Assignment: In the entries below, the lines from the one with "datum to decode" through the one with "Messages for exceptions" are to be copied exactly; both ends count.

Exercise input:

==========

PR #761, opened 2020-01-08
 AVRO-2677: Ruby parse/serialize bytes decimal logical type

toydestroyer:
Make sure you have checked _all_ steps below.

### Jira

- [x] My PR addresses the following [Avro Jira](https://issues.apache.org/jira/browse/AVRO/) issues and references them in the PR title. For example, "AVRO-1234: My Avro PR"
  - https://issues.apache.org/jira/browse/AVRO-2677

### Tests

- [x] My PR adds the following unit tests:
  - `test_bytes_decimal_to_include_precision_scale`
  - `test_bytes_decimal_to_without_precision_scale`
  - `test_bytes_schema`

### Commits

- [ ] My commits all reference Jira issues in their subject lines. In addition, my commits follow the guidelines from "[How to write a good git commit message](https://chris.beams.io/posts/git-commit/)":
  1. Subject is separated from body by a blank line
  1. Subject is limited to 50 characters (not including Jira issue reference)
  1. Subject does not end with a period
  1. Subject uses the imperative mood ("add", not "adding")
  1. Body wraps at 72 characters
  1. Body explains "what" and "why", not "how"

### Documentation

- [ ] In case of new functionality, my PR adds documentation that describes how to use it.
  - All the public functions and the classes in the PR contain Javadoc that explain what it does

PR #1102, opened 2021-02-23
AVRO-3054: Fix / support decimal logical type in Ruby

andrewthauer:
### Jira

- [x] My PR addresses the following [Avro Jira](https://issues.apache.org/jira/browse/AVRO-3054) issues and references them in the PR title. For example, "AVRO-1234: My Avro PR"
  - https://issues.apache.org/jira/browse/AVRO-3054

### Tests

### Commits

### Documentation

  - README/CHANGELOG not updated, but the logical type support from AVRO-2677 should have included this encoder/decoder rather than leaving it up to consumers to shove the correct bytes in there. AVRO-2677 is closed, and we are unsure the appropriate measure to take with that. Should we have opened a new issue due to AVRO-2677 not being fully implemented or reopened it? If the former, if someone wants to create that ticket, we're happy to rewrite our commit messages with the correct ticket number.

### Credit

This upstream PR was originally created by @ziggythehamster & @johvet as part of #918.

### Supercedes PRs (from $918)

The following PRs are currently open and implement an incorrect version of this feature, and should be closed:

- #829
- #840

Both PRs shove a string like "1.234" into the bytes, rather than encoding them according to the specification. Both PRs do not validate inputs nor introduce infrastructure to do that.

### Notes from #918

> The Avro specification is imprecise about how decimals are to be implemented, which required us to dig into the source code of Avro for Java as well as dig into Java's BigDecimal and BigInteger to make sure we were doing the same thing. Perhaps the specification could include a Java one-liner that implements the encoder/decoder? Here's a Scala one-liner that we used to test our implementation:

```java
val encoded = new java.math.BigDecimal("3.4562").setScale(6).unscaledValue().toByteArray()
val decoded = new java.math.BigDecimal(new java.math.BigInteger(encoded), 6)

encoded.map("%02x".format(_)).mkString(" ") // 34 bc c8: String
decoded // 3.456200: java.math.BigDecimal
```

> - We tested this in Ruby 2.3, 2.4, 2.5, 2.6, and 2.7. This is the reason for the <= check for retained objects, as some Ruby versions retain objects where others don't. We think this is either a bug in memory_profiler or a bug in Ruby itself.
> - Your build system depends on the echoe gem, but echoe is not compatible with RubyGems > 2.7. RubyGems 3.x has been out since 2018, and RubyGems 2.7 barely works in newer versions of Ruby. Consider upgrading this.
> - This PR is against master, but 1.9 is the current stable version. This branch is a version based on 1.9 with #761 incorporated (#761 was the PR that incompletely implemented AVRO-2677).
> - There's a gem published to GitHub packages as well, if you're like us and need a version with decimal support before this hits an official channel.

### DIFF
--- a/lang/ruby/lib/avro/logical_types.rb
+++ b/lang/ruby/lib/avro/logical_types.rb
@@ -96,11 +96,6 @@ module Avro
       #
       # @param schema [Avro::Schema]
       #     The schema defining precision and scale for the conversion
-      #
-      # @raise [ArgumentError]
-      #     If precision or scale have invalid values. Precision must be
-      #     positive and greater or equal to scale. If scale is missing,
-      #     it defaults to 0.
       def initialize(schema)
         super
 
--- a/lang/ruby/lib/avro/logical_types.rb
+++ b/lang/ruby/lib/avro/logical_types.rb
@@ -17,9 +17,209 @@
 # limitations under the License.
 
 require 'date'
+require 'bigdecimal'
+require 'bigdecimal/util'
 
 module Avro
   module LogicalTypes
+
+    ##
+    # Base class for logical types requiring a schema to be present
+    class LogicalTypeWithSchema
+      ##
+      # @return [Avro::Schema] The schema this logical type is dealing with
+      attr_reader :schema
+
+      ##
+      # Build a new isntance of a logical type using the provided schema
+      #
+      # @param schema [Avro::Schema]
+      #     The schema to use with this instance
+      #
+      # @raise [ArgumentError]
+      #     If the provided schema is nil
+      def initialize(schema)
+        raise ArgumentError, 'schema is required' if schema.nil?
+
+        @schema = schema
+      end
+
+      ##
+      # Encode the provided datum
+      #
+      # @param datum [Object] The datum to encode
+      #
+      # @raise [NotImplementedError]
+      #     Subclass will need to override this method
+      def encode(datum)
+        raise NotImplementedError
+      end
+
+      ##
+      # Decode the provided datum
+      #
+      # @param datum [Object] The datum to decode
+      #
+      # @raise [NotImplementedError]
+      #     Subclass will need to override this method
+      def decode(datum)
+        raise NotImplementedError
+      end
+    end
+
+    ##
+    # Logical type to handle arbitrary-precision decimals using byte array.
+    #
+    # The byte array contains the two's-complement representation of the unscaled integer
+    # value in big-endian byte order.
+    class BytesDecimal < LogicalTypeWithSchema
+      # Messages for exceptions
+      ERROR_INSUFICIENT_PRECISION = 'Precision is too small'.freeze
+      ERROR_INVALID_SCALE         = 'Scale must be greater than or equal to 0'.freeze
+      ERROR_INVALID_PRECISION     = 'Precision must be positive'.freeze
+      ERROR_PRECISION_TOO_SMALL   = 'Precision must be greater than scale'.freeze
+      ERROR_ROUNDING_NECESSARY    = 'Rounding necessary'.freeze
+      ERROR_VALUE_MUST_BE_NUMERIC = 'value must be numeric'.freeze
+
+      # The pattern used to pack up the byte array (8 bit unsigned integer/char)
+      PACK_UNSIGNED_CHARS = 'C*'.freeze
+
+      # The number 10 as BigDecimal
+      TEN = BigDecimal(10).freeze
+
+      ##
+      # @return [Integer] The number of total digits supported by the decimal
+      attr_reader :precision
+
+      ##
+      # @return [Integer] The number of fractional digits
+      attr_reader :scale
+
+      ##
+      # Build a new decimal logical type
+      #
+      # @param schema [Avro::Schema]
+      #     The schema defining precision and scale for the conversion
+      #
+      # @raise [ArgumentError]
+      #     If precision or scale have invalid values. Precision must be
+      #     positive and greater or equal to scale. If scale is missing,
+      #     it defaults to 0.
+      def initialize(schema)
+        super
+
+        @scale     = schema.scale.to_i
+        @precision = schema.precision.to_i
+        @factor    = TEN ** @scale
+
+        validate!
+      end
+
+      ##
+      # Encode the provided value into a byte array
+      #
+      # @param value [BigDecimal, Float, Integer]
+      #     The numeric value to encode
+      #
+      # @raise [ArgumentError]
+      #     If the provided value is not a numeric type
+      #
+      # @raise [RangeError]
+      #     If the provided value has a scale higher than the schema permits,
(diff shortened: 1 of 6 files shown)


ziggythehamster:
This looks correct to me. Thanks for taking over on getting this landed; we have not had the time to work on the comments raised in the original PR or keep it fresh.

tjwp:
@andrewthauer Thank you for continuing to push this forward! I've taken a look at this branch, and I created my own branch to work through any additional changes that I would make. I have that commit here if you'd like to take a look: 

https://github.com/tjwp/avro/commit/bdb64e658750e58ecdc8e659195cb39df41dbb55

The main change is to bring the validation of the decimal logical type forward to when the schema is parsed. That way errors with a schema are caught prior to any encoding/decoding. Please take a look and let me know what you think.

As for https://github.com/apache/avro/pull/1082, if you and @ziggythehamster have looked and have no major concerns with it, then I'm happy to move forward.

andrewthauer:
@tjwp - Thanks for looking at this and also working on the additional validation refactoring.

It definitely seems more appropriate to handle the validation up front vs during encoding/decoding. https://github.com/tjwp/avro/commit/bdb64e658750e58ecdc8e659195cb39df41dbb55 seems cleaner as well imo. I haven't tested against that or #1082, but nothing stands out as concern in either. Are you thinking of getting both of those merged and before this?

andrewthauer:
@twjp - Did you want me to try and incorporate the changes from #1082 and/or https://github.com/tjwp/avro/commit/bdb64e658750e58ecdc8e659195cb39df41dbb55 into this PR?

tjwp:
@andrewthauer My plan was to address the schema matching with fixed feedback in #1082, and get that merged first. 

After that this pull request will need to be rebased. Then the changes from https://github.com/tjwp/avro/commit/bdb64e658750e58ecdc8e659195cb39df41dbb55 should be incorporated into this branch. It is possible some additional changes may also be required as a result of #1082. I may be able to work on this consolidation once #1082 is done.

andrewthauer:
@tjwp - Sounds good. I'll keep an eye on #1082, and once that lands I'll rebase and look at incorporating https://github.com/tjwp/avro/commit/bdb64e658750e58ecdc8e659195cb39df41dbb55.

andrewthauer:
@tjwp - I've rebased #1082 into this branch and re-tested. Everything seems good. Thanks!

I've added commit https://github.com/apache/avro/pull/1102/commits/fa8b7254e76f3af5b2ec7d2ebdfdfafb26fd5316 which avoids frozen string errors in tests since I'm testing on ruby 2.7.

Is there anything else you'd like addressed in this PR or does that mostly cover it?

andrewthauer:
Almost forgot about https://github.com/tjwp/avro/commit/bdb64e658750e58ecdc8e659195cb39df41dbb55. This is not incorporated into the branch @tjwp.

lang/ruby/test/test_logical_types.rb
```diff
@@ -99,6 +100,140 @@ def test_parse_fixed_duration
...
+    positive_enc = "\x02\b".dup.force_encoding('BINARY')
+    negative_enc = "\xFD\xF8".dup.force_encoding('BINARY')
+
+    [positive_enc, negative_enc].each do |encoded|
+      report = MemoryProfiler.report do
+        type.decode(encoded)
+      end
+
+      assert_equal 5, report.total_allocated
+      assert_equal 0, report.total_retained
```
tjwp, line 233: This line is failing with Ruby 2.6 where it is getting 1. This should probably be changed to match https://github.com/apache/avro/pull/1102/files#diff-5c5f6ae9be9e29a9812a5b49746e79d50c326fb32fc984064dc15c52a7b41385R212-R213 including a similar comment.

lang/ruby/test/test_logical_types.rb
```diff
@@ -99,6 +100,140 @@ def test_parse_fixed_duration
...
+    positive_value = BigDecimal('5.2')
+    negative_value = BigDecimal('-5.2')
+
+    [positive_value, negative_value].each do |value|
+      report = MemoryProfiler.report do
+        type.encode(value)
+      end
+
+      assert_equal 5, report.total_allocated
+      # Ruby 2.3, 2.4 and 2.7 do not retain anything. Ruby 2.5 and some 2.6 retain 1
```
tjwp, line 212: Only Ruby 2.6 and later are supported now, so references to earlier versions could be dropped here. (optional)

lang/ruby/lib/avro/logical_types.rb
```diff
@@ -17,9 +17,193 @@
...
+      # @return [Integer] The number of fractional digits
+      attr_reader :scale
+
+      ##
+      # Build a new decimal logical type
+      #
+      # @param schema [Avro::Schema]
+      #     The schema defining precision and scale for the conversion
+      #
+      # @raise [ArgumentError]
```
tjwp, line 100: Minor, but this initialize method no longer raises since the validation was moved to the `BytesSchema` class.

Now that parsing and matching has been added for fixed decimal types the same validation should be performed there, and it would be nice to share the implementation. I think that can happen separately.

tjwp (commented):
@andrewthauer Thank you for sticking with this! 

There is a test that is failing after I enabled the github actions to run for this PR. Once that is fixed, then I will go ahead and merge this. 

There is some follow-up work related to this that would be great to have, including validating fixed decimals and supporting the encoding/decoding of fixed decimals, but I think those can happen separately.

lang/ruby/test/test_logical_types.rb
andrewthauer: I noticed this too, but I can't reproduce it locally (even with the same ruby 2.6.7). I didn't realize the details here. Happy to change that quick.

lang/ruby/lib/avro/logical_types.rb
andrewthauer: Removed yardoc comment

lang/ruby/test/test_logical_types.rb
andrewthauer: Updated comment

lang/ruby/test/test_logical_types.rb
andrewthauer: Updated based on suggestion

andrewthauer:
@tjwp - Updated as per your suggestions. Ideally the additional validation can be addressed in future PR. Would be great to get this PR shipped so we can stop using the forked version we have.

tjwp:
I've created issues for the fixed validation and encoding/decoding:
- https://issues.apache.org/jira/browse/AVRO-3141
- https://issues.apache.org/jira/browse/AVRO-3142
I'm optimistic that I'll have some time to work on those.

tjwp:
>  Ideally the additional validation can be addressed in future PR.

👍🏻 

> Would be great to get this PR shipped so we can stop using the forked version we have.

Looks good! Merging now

==========

Result:
+      # @param datum [Object] The datum to decode
+      #
+      # @raise [NotImplementedError]
+      #     Subclass will need to override this method
+      def decode(datum)
+        raise NotImplementedError
+      end
+    end
+
+    ##
+    # Logical type to handle arbitrary-precision decimals using byte array.
+    #
+    # The byte array contains the two's-complement representation of the unscaled integer
+    # value in big-endian byte order.
+    class BytesDecimal < LogicalTypeWithSchema
+      # Messages for exceptions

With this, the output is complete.